Board senior adviser Maureen Buchanan said in the wake of recent floods, it was timely to look at progress and review what community sessions to develop the plans had achieved. “Was it effective, did it help last month?”

Auckland North Community and Development (ANCAD), the capacity-building umbrella group tasked with helping communities develop plans, was due to give a progress report to a board workshop this week.

ANCAD, whose emergency management coordinator works just eight hours a week, convened a meeting last week to endeavour to kick along the Takapuna-Hauraki Response Group.

Attendance was limited, with the wider community only advised of the evening meeting on social media the day it was held.

A bigger public session, including a geotech briefing is to be held on 15 March at 10.30am in the Mary Thomas Centre in Takapuna.

Among those who attended last week’s meeting were current and former board members, and representatives from the Takapuna Residents’ Association (TRA) and several churches. TRA chair Stephen Salt said he, like many others, was unclear how emergency-management structures worked. He was concerned that residents were being asked to do too much of the planning.

Under changed civil-defence delivery structures, council group Auckland Emergency Management (AEM) devolves a lot of planning to communities. It has said people should be prepared to cope alone for several days.

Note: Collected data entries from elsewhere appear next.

PR #294, opened 2015-10-16
Add option to print all metadata in the default formatter

Vagabond:
Metadata can be printed with standard or custom internal seperators ad field
seperators. The defaults are "=" and " ":

  "key1=value1 key2=value2"


mrallen1:
LGTM. Thanks!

AEM’s response and communications to recent extreme weather events is now under council review.

Local board member Mel Powell said AEM had been “nowhere to be seen” when Sunnynook was flooded.

Former board member and Devonport resident Trish Deans, who worked on the 24-page area 24-page, acknowledged it took a lot of time. She suggested it could become the peninsula plan, taking in Bayswater and Belmont.

Deans told the Flagstaff, the Devonport group was working on a flyer to let residents know about the plan. More briefing should occur in the next few weeks.

The detailed plan is on the ANCAD website.